(Supplied records Opens)

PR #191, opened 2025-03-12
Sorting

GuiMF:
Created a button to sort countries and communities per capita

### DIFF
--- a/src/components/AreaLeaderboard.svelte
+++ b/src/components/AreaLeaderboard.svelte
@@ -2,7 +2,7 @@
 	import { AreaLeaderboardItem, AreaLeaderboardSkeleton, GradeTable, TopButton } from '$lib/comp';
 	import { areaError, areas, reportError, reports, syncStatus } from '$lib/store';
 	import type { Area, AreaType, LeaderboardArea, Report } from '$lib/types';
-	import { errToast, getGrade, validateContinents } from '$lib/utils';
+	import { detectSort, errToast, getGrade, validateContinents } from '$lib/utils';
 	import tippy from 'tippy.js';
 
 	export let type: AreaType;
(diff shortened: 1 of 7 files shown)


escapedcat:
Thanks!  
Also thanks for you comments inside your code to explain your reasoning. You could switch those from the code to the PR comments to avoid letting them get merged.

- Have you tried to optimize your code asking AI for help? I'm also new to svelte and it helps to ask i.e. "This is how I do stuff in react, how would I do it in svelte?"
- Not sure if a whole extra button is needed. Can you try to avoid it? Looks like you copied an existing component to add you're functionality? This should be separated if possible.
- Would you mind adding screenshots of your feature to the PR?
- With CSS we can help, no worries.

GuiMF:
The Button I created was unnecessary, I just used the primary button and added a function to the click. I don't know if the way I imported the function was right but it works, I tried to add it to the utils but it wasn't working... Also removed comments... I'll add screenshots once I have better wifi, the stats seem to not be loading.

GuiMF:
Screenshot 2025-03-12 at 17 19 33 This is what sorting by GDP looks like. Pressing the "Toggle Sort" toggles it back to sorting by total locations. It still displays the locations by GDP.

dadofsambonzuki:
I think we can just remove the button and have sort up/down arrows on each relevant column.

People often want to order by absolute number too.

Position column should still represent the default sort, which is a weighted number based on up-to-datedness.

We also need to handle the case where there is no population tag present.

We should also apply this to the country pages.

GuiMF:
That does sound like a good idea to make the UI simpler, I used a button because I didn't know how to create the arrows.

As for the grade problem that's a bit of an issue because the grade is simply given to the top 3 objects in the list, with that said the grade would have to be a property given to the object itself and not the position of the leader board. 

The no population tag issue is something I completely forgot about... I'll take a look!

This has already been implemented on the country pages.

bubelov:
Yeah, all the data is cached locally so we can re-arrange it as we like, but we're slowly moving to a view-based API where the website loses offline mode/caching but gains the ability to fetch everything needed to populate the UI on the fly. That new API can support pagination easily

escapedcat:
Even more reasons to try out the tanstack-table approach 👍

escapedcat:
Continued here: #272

(Supplied records Closes)
(Supplied records Opens)

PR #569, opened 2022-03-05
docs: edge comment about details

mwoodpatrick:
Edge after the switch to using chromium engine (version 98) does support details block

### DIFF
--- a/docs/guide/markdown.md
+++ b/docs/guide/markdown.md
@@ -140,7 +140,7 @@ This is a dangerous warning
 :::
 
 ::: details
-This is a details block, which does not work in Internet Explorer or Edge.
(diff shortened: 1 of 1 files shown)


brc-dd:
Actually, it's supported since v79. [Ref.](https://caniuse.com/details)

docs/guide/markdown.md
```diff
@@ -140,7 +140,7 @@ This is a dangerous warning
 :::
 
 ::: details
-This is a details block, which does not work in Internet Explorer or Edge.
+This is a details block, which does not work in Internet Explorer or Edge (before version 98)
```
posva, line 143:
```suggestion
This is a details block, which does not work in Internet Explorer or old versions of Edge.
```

(Supplied records Closes)

Problem details —
From the entries above, print the lines beginning at the one with "Position column should" and stopping after the one with "That does sound", exactly as written and with nothing else.

Answer —
Position column should still represent the default sort, which is a weighted number based on up-to-datedness.

We also need to handle the case where there is no population tag present.

We should also apply this to the country pages.

GuiMF:
That does sound like a good idea to make the UI simpler, I used a button because I didn't know how to create the arrows.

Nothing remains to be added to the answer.